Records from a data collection
┄┄┄┄┄┄┄┄┄┄

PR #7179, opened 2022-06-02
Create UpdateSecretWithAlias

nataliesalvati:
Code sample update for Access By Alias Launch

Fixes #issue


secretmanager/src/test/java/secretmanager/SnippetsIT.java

┄┄┄┄┄┄┄┄┄┄

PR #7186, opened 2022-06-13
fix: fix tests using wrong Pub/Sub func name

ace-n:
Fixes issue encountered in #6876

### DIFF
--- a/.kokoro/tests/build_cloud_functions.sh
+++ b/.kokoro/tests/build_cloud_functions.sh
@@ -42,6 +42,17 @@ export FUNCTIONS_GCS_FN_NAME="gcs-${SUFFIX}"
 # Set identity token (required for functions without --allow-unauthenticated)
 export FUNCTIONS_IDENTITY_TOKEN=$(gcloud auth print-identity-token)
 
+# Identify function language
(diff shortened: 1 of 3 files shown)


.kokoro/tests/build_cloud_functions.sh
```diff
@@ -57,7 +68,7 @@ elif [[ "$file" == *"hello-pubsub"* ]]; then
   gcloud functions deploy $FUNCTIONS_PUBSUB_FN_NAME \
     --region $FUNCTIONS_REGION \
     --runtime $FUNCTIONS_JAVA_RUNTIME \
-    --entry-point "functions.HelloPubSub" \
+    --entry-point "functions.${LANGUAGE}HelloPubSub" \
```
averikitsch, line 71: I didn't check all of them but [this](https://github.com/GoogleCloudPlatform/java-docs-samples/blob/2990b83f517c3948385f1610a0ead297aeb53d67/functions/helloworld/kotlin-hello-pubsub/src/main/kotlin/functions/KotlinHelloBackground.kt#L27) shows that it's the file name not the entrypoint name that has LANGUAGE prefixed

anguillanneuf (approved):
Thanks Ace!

┄┄┄┄┄┄┄┄┄┄

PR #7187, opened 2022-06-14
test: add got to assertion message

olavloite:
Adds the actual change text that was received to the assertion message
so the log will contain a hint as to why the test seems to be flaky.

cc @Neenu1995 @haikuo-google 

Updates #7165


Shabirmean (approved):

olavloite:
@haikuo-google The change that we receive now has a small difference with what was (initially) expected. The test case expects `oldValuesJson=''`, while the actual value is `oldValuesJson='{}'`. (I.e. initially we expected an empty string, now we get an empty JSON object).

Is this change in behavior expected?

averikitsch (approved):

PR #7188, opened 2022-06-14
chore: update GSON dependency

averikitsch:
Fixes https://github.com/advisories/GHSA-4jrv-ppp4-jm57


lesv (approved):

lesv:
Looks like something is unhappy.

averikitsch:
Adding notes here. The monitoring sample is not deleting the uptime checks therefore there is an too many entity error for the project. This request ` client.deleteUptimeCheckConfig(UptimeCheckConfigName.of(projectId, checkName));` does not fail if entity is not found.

┄┄┄┄┄┄┄┄┄┄

ACTION ITEM:
In the entries above, one line contains "Fixes issue encountered in #6876" and another contains "Thanks Ace!". Reproduce exactly those two lines and the lines between them, nothing else.

SOLUTION BELOW:
Fixes issue encountered in #6876

### DIFF
--- a/.kokoro/tests/build_cloud_functions.sh
+++ b/.kokoro/tests/build_cloud_functions.sh
@@ -42,6 +42,17 @@ export FUNCTIONS_GCS_FN_NAME="gcs-${SUFFIX}"
 # Set identity token (required for functions without --allow-unauthenticated)
 export FUNCTIONS_IDENTITY_TOKEN=$(gcloud auth print-identity-token)
 
+# Identify function language
(diff shortened: 1 of 3 files shown)


.kokoro/tests/build_cloud_functions.sh
```diff
@@ -57,7 +68,7 @@ elif [[ "$file" == *"hello-pubsub"* ]]; then
   gcloud functions deploy $FUNCTIONS_PUBSUB_FN_NAME \
     --region $FUNCTIONS_REGION \
     --runtime $FUNCTIONS_JAVA_RUNTIME \
-    --entry-point "functions.HelloPubSub" \
+    --entry-point "functions.${LANGUAGE}HelloPubSub" \
```
averikitsch, line 71: I didn't check all of them but [this](https://github.com/GoogleCloudPlatform/java-docs-samples/blob/2990b83f517c3948385f1610a0ead297aeb53d67/functions/helloworld/kotlin-hello-pubsub/src/main/kotlin/functions/KotlinHelloBackground.kt#L27) shows that it's the file name not the entrypoint name that has LANGUAGE prefixed

anguillanneuf (approved):
Thanks Ace!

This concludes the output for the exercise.